- Theatrical release poster
- Directed by: Caarthick Raju
- Screenplay by: Caarthick Raju
- Story by: Caarthick Raju
- Dialogues by: Nandu Savirigana Bhanu Bogavarapu
- Produced by: Vidya Koppineedi; Bhanu Pratapa; Riyaz Chowdary;
- Starring: Sree Vishnu; Ketika Sharma; Ivana; Vennela Kishore;
- Cinematography: R. Velraj
- Edited by: Praveen K. L.
- Music by: Vishal Chandrashekhar
- Production companies: Geetha Arts; Kalya Films;
- Release date: 9 May 2025;
- Running time: 129 minutes
- Country: India
- Language: Telugu
- Box office: ₹34.65 crore^{[citation needed]}

= Single (film) =

2025 Indian Telugu film by Caarthick Raju

Single (stylized as #Single) is a 2025 Indian Telugu-language romantic comedy film directed by Caarthick Raju and presented by Allu Aravind. The film was produced by Geetha Arts and Kalya Films. It stars Sree Vishnu, Ketika Sharma, Ivana and Vennela Kishore in the lead roles. The music was composed by Vishal Chandrashekhar.

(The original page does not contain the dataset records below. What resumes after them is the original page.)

PR #261, opened 2016-04-28
The algorithm of percentage based sampling malfunctioned

### LINKED ISSUE #260: PercentageBasedSampler only works in increments of 10%
The threshold calculation in org.springframework.cloud.sleuth.sampler.PercentageBasedSampler breaks for percentages with resolution lower than 10%:

`long threshold = Math.abs(Long.MAX_VALUE * (int) (this.configuration.getPercentage() * 100)); // drops fractional percentage.`

This is is fine for settings like
`spring.sleuth.sampler.percentage=0.1`
`spring.sleuth.sampler.percentage=0.2`
`spring.sleuth.sampler.percentage=0.3`

But always returns true for settings such as
`spring.sleuth.sampler.percentage=0.01`
`spring.sleuth.sampler.percentage=0.15`
`spring.sleuth.sampler.percentage=0.79`

marcingrzejszczak:
I've reused the algorithm from Zipkin Sampler to fix it

fixes #260

CC @adriancole @dsyer @spencergibb

### DIFF
--- a/spring-cloud-sleuth-core/src/main/java/org/springframework/cloud/sleuth/sampler/PercentageBasedSampler.java
+++ b/spring-cloud-sleuth-core/src/main/java/org/springframework/cloud/sleuth/sampler/PercentageBasedSampler.java
@@ -33,13 +33,13 @@ public class PercentageBasedSampler implements Sampler {
 
 	@Override
 	public boolean isSampled(Span currentSpan) {
-		long threshold = Math.abs(Long.MAX_VALUE * (int) (this.configuration.getPercentage() * 100)); // drops fractional percentage.
+		long threshold = (long) (Long.MAX_VALUE * this.configuration.getPercentage()); // drops fractional percentage.
 		if (currentSpan == null || threshold == 0L) {
 			return false;
 		}
 		long traceId = currentSpan.getTraceId();
-		Long mod = Math.abs(traceId % 100);
-		return mod.compareTo(threshold) <= 0;
+		long t = traceId == Long.MIN_VALUE ? Long.MAX_VALUE : Math.abs(traceId);
+		return t <= threshold;
 	}
 
 }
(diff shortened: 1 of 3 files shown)


spring-cloud-sleuth-core/src/main/java/org/springframework/cloud/sleuth/sampler/PercentageBasedSampler.java
```diff
@@ -33,13 +33,13 @@ public PercentageBasedSampler(SamplerProperties configuration) {
 
 	@Override
 	public boolean isSampled(Span currentSpan) {
-		long threshold = Math.abs(Long.MAX_VALUE * (int) (this.configuration.getPercentage() * 100)); // drops fractional percentage.
+		long threshold = (long) (Long.MAX_VALUE * this.configuration.getPercentage()); // drops fractional percentage.
```
spencergibb: Comment no longer applies?

adriancole: comment should be `// safe cast as percentage < 1` or similar

spring-cloud-sleuth-core/src/test/java/org/springframework/cloud/sleuth/sampler/PercentageBasedSamplerTests.java
```diff
@@ -49,19 +49,36 @@ public void should_pass_given_percent_of_samples() throws Exception {
...
 	}
 
 	@Before
 	public void setupSpan() {
-		this.span = Span.builder().traceId(RANDOM.nextLong()).build();
+		this.span = newSpan();
+	}
+
+	Span newSpan() {
+		return Span.builder().traceId(RANDOM.nextLong()).build();
```
adriancole: yep. most importantly the sampler requires trace ids to be random, and.. the sample rate isn't stable until about 100,000 random ids pass through.

This means we might want to consider re-introducing a counting sampler, or making an option to make this one a counting one. If you have a low-traffic server, counting could be appropriate, given the warts.

@eirslett @kristofa I was thinking about this for brave, too.. wdyt?

adriancole:
LGTM

PR #262, opened 2016-04-29
Draining from queue instead of clearing it

### LINKED ISSUE #259: Posible loss of spans by StreamSpanReporter
Hi,

I've been reading the code of StreamSpanReporter and I've seen that poll() and report() methods could have concurrency issues. At the moment just after copying the spans from the queue into the results and just before clearing the queue, a new span could be added to the queue... and that new span will be cleared from the queue without being sent in the payload of the message.

	@InboundChannelAdapter(value = SleuthSource.OUTPUT)
	public Spans poll() {
		List<Span> result = new ArrayList<>(this.queue);
		// At this point of execution report() method could be invoked
		// and the span just added to the queue wil be cleared and will not be sent to
		// the stream
		this.queue.clear();
		...
	}
	
	@Override
	public void report(Span span) {
		if (span.isExportable()) {
			this.queue.add(span);
		}
	}

Shouldn't some kind of sinchronization be done? Something like:

	@InboundChannelAdapter(value = SleuthSource.OUTPUT)
	public Spans poll() {
		List<Span> result = null;
		synchronized(this.queue){
			result = new ArrayList<>(this.queue);
			this.queue.clear();
		}
		...
	}
	
	@Override
	public void report(Span span) {
		if (span.isExportable()) {
			synchronized(this.queue){
				this.queue.add(span);
			}
		}
	}

marcingrzejszczak:
now instead of first passing all the spans from the queue to the list and then clearing it we're now draining it contents. If in the meantime any spans will arrive they will be rained at next passing

fixes #259

### DIFF
--- a/spring-cloud-sleuth-stream/src/main/java/org/springframework/cloud/sleuth/stream/StreamSpanReporter.java
+++ b/spring-cloud-sleuth-stream/src/main/java/org/springframework/cloud/sleuth/stream/StreamSpanReporter.java
@@ -17,10 +17,10 @@
 package org.springframework.cloud.sleuth.stream;
 
 import java.util.ArrayList;
-import java.util.Collection;
 import java.util.Iterator;
 import java.util.List;
-import java.util.concurrent.ConcurrentLinkedQueue;
+import java.util.concurrent.BlockingQueue;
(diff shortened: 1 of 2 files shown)


adriancole:
+1

PR #263, opened 2016-04-29
Updates to zipkin 0.15

adriancole:
Notably, this removes the accidental transient dependency on scala, by
removing the dependency on `zipkin-cassandra-core`. Related classes have
been vendored into `storage-cassandra`.

This also splits out `CollectorSampler` as its own thing and introduces
two options for instrumentation sampling:

* `BoundaryTraceIdSampler` - For high-volume sites, based on Finagle
* `CountingTraceIdSampler` - Trades lower performance for high accuracy


adriancole:
@marcingrzejszczak mind merging this in my absence it would be nice for latest snapshot to fix the kafka conflict @Arghanil found

adriancole:
rats this won't completely fix the scala dep problem. zipkin-ui will need to bump also, after this is complete https://github.com/openzipkin/zipkin/issues/1105

PR #264, opened 2016-05-03
Updates to zipkin 0.16

adriancole:
This important in so far that it allows us to do metrics. The actual
implementation of stream metrics is something we can work on after 1.0
if there's a time crunch.


spring-cloud-sleuth-zipkin-stream/src/main/java/org/springframework/cloud/sleuth/zipkin/stream/ZipkinMessageListener.java
```diff
@@ -150,6 +152,11 @@ CollectorSampler collectorSampler() {
 		}
 
 		@Bean
+		CollectorMetrics collectorMetrics() {
```
marcingrzejszczak: `@ConditionalOnMissingBean` ?

marcingrzejszczak:
:shipit:

PR #270, opened 2016-05-06
Updates to zipkin 0.18

adriancole:
Relating to sleuth, this is mostly cosmetic with a kafka condition fix.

The film was theatrically released on 9 May 2025 to positive reviews from critics and became a box office success.

== Plot ==
Vijay, a bank employee, falls in love with Purva Nettem at first sight and attempts to get closer to her in hopes of winning her affection. Meanwhile, Harini who secretly harbours feelings for Vijay, begins to follow him. The story unfolds as Vijay gradually learns about Harini's identity and intentions, while Purva comes to understand Vijay's true feelings and motivations.

== Cast ==
- Sree Vishnu as Vijay
- Ketika Sharma as Purva Nettem, Vijay's love interest
- Ivana as Harini
- Vennela Kishore as Aravind
- VTV Ganesh as Aravind's boss
- Kalpa Latha as Harini's mother
- Rajendra Prasad as ASN Murthy, Harini's father
- Prabhas Sreenu as a rowdy hired by Vijay
- Kirrak Seetha as Purva's friend
- Satya as Surendra, Purva's groom
- Narne Nithin as Nithin (cameo appearance)
- Reba Monica John as Ileana, Vijay's first crush (cameo appearance)
- Manasa Chaudhary Cherukuri as Mamatha Kulakarni, Vijay's second crush (cameo appearance)
== Production ==
On 29 February 2024, coinciding with Sree Vishnu's birthday, Geetha Arts officially announced the film with the working title #SV18. The official title of the film was revealed as #Single on 10 February 2025.

== Music ==
The soundtrack album and background score for the film were composed by Vishal Chandrashekhar. On 4 April 2025 the first single "Shilpi Yevaro" was released. The lyrics were written by Shreemani and sung by Yazin Nizar. On 17 April 2025, "Sirrakaindhi Single Bathuku" was released with lyrics by Ramajogayya Sastry and sung by Rahul Sipligunj.

| No. | Title | Lyrics | Singer(s) | Length |
|---|---|---|---|---|
| 1. | "Shilpi Yevaro" | Shreemani | Yazin Nizar | 3:00 |
| 2. | "Sirrakaindhi Single Bathuku" | Ramajogayya Sastry | Rahul Sipligunj | 3:24 |

== Release ==

===Theatrical===
1. Single was theatrically released on 9 May 2025.

===Home media===
The digital distribution rights of the film were acquired by Amazon Prime Video. The satellite rights were bought by Zee Telugu.

== Reception ==
Paul Nicodemus of The Times of India awarded the film 3/5 stars, describing it as “a cheerful, no‑fuss comedy that thrives on chemistry, comic timing, and a generous dose of pop culture.” Sanjay Ponnappa of India Today gave the film 3/5 stars and wrote "Single is a light-hearted comedy that blends traditional filmmaking styles with contemporary themes, offering a nostalgic take on humor reminiscent of popular social media trends". Srivathsan Nadadhur of The Hindu stated "Sree Vishnu’s romcom is a bag of outdated tricks, led by Sree Vishnu and Vennela Kishore is a vain attempt at confusion comedy".